Deepfake videos have been news for some time. But governments and experts alike are concerned that deepfake audio could be another technology responsible for spreading fake news far and wide. As well as this, a computer’s ability to replicate voices could also be used to scam regular people and large companies. So is there a way to detect deepfake audio fraud and prepare yourself for this kind of scamming?
First of all, let’s look at how deepfake actually works.
“Deepfake is the use of machine learning to create audio/visual impersonations of real people,” explains Alexander Korff, executive director and general counsel at voice biometrics company ValidSoft. “It uses techniques based on so-called Generative Adversarial Network (GAN), which can generate new data from existing data sets.”
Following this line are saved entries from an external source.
Issue #1187, opened 2016-03-25
When calling FAKE from powershell, it runs successfully then exits with an error


0x53A:
FAKE Version:

```
Installing 'FAKE 4.22.8'.
Successfully installed 'FAKE 4.22.8'.
```

This powershell script 

```
    $ErrorActionPreference = "Stop"
	# restore fake from nuget
	&".\.nuget\nuget.exe" "Install" "FAKE" "-OutputDirectory" "packages" "-ExcludeVersion"
	# and build using fake
	&".\packages\FAKE\tools\Fake.exe" "build.fsx"
```

Runs successfully and then exits with an error:

```
...
Hello World from FAKE
Finished Target: Default

---------------------------------------------------------------------
Build Time Report
---------------------------------------------------------------------
Target                       Duration
------                       --------
First                        00:00:00.0002082
RestoreNugget                00:00:03.1739934
DownloadBinaryDependencies   00:00:00.1209889
Clean                        00:00:00.0040734
BuildApp                     00:00:15.0406521
BuildUnitTests               00:00:04.5540232
ExtractTools                 00:00:13.9669876
RunUnitTests                 00:01:12.0171539
CoverageReport               00:00:01.5417982
BuildDocumentation           00:00:17.6886626
HarvestHeat                  00:00:00.2742397
ZipUpOutput                  00:00:02.3542330
BuildSetup                   00:00:29.4801323
Default                      00:00:00.0004666
Total:                       00:02:40.2605144
Status:                      Ok
---------------------------------------------------------------------
FAKE.exe : 
In Zeile:5 Zeichen:2
+     &".\packages\FAKE\tools\Fake.exe" "build.fsx"
+     ~~~~~~~~~~~~~~~~~~~~~~~~~~~~~~~~~~~~~~~~~~~~~
    + CategoryInfo          : NotSpecified: (:String) [], RemoteException
    + FullyQualifiedErrorId : NativeCommandError
```

![image](https://cloud.githubusercontent.com/assets/4236651/14045490/049c991e-f29b-11e5-9f53-9ba379c52b17.png)

  
This behaviour does not occur with 

'FAKE 4.7.2'.

![image](https://cloud.githubusercontent.com/assets/4236651/14045682/792a2db8-f29c-11e5-898f-eccc60cd85b9.png)

forki:
It doesn't show an error. What's fake's exit code?

0x53A:
[...]

PR #1207, opened 2016-04-07
[Don't merge] demonstrate #1187

0x53A:
This demonstrates https://github.com/fsharp/FAKE/issues/1187:

If ``$ErrorActionPreference = "Stop"`` was set, powershell converts any sub-process writing to STDERR into an exception.

When the output of FAKE is redirected (either file-redirection, or just running it in ISE), it writes an empty string to STDERR after it successfully finishes.
The exit code of FAKE is 0.

My guess is that it flushes some kind of buffer before exiting.

I did a manual binary search with the package versions, and it looks like 4.14.5 is the last GOOD version, 4.14.7 is the first BAD version.

I will try to find the exact commit next week...

### DIFF
--- a/FAKE.sln
+++ b/FAKE.sln
@@ -1,6 +1,6 @@
 Microsoft Visual Studio Solution File, Format Version 12.00
-# Visual Studio 2013
-VisualStudioVersion = 12.0.31101.0
+# Visual Studio 14
+VisualStudioVersion = 14.0.24720.0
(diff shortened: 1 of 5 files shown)


forki:
What about this now?

0x53A:
This script runner was just quickly thrown together.
I will try to create a unit test which checks that a successful build script does not write to stderr.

For example, he says, existing audio of a person speaking “can be used to generate new synthetic audio of that person, based on what the algorithm learnt from the real audio.”
“What you see is less important than what you hear,” Dr. Matthew Aylett, chief scientific officer at text-to-speech specialist CereProc, adds. “A deepfake video, where misinformation is the aim of criminals or other bad actors, isn’t harmful unless there is a message and it is believable. This isn’t visual in most cases, it’s auditory. Through weaponising this technology, you can manufacture conversations or statements that never happened.”
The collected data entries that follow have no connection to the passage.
PR #1211, opened 2016-04-10
Call WaitForExit twice to catch all output

kkm000:
`Process.WaitForExit()` *must* be called after `WaitForExit(Int32)` to synchronize asynchronous output events (http://stackoverflow.com/a/16095658/1149924, https://msdn.microsoft.com/en-us/library/ty0d8k56.aspx)

This is likely why our output under AppVeyor gets truncated, X-ref fsprojects/FsLexYacc#53


forki:
thanks for taking care of this

PR #1212, opened 2016-04-10
Use UTF-8 encoding for process output on Mono

juergenhoetzel:
Fixes encoding issus on systems when encoding property is not set.

### DIFF
--- a/src/app/FakeLib/ProcessHelper.fs
+++ b/src/app/FakeLib/ProcessHelper.fs
@@ -7,6 +7,7 @@ open System.ComponentModel
 open System.Diagnostics
 open System.IO
 open System.Threading
+open System.Text
 open System.Collections.Generic
 open System.ServiceProcess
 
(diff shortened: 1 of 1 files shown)


forki:
good

@nosami @Yantrio is that that famous "chinese mono bug"?

nosami:
Quite possibly :) If it is, then we have the same bug in Xamarin Studio somewhere :)

forki:
Release in progress. Would love to hear if you can still reproduce Chinese
translation.
On Apr 10, 2016 19:17, "Jason Imison" <notifications@github.com> wrote:

Quite possibly :) If it is, then we have the same bug in Xamarin Studio
somewhere :)

—
You are receiving this because you modified the open/close state.

Reply to this email directly or view it on GitHub
<https://github.com/fsharp/FAKE/pull/1212#issuecomment-208019809>

nosami:
Haven't seen it once since the chat in gitter the other day.

Yantrio:
I'll give it a spin when I start work and let you know :+1:

forki:
Looks like it broke others: https://github.com/fsharp/FAKE/issues/1213

Should I revert?

forki:
Ok I reverted.

@juergenhoetzel I think the idea is good, but it seems we need to be more careful where to enable this.

/cc @kentcb

juergenhoetzel:
> @nosami @Yantrio is that that famous "chinese mono bug"?

out

Output looks like chinese indeed.

forki:
yes that' what @Yantrio and @nosami reported

Yantrio:
Can I ask if you are getting it on osx only, or if it's on linux too @juergenhoetzel ?

juergenhoetzel:
@Yantrio I use Arch Linux only (Mono 4.4.0.40 currently)

PR #1214, opened 2016-04-11
Fixed failure to handle spaces or other special characters when running mono exes.

jtsinnott:
In EnvironmentHelper.platformInfoAction, psi.FileName needs to be surrounded in quotes so that if the filename of the exe has a space in it, the call to "mono " does not fail.

Simply surrounded psi.FileName with double quotes, which should handle all special characters and whitespace.


forki:
thx

PR #1216, opened 2016-04-11
add TeamCity to the list of build servers that fails on error stream output

baronfel:
The default FAKE boostrap writes a few lines at Important severity to StdOut, resulting in a failed build even before we get a chance to set the default console trace listener.

This breaks my build :(
image

So this PR just adds TeamCity to the list of build servers that would prefer that you not write important message to StdErr. Error messages do still write to StdErr, though.


forki:
thx

PR #1217, opened 2016-04-11
Add detail to API doc: Rename works on directories

Kazark:
I tested the code and found that `Rename` works on directories. Also I could not find another way to rename directories so I assume this is idiomatic (particularly since the function name doesn't have the word `File` in it).


forki:
thx

PR #1219, opened 2016-04-12
Added open/close block to teamcity target tracing

Yantrio:
This will give us a collapsable tree view in the teamcity build log.


forki:
thx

And according to one security firm, this technology isn’t a far-off threat. It’s happening right now. As the BBC reports, Symantec noted three cases of deepfake audio being used to “trick” senior financial controllers into transferring money. The audio replicated the voices of company chief executives.
Chief technology officer Dr. Hugh Thompson told the BBC that corporate videos, presentations, and media appearances made by senior company figures could be useful for an artificial intelligence algorithm such as this. But he noted that it would take hours of audio and thousands of pounds to create high-quality deepfakes.
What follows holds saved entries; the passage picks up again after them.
PR #1220, opened 2016-04-12
Add function for dual signing

Robin1985:
The AppendSignature function can be used to append a SHA256 signature for dual signing

### DIFF
--- a/src/app/FakeLib/SignToolHelper.fs
+++ b/src/app/FakeLib/SignToolHelper.fs
@@ -65,6 +65,42 @@ let Sign (toolsPath : string) (parameters : SignParams) (filesToSign : seq<strin
 /// Signs all files in filesToSign with the certification file certFile, 
 /// protected with the password in the file passFile. 
 /// The signtool will be search in the toolPath.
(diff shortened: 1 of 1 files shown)


src/app/FakeLib/SignToolHelper.fs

Other experts disagree. In an Open Access Government article, Dr. Aylett stated that around half an hour of recording would be enough and that the computing power required is “more accessible than ever.” However, there are a number of challenges. Finding clean audio without background noise and creating a realistic conversation are two.
Spotting deepfake audio can be tricky. But it’s possible, says Dr. Aylett. “Ask yourself: ‘Does this person’s voice sound completely natural?’ If in doubt, ask them questions.” This may catch technology out as, he says, as currently it “struggles to converse as effectively as humans.” If you’re still unsure, he advises calling the number back “to see who or what answers.” And, whatever you do, “never share sensitive information,” Dr. Aylett warns.
For non-conversational audio, such as a statement, it’s a different story. “The current quality is high,” says Korff, “and extremely difficult for the human ear to discern a real voice from a deepfake.” Although individual people may have difficulty, software used by banks most likely won’t. “A potential victim of bank fraud therefore cannot protect themselves from deepfakes per se, but their bank, if using the appropriate voice biometric technology, can do exactly that.”
Saying that, deepfake cases are expected to rise — especially ones relating to fraud. “Anyone possessing the skills can spread fake news, influence staff by passing on fake commands from senior leadership, create false evidence to change the outcome of court cases, [and] even blackmail innocent people,” says Dr. Aylett.
And, by replicating a loved one’s voice, victims could “be duped or scammed into sharing their bank details or transferring money to a third party. This is especially concerning for the elderly,” he says.
Right now, educating yourself on what the technology is, how it can be used, and the ways to detect it are the best things you can do.